(Saved entries)
══════════════════════════════
Issue #1023, opened 2024-03-11
Derivations not displaying Ops Logs


travjenkins:
**Bug**
User views the details page for derivation
User hits the logs tab
The logs display an error

**Expected**
The logs display as usual

**Screenshots**
![image](https://github.com/estuary/ui/assets/270078/b28e5253-20b1-4097-90c1-1f007cf6538f)

**Desktop (please complete the following information):**
N/A

**Additional context**
N/A

PR #1024, opened 2024-03-11
Pass correct `kind` for derivations

travjenkins:
## Issues

https://github.com/estuary/ui/issues/1023

### 1023

- Pass the `derivation` `kind` for the ops logs

### Misc

- Do some refactoring to share this code within the details

### Manually tested

- Hitting logs and details page

### Automated tests

- N/A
══════════════════════════════
» **What the exercise asks**:
Type the records again in full, matching them exactly.

» **Response to the task**:
Issue #1023, opened 2024-03-11
Derivations not displaying Ops Logs


travjenkins:
**Bug**
User views the details page for derivation
User hits the logs tab
The logs display an error

**Expected**
The logs display as usual

**Screenshots**
![image](https://github.com/estuary/ui/assets/270078/b28e5253-20b1-4097-90c1-1f007cf6538f)

**Desktop (please complete the following information):**
N/A

**Additional context**
N/A

PR #1024, opened 2024-03-11
Pass correct `kind` for derivations

travjenkins:
## Issues

https://github.com/estuary/ui/issues/1023

### 1023

- Pass the `derivation` `kind` for the ops logs

### Misc

- Do some refactoring to share this code within the details

### Manually tested

- Hitting logs and details page

### Automated tests

- N/A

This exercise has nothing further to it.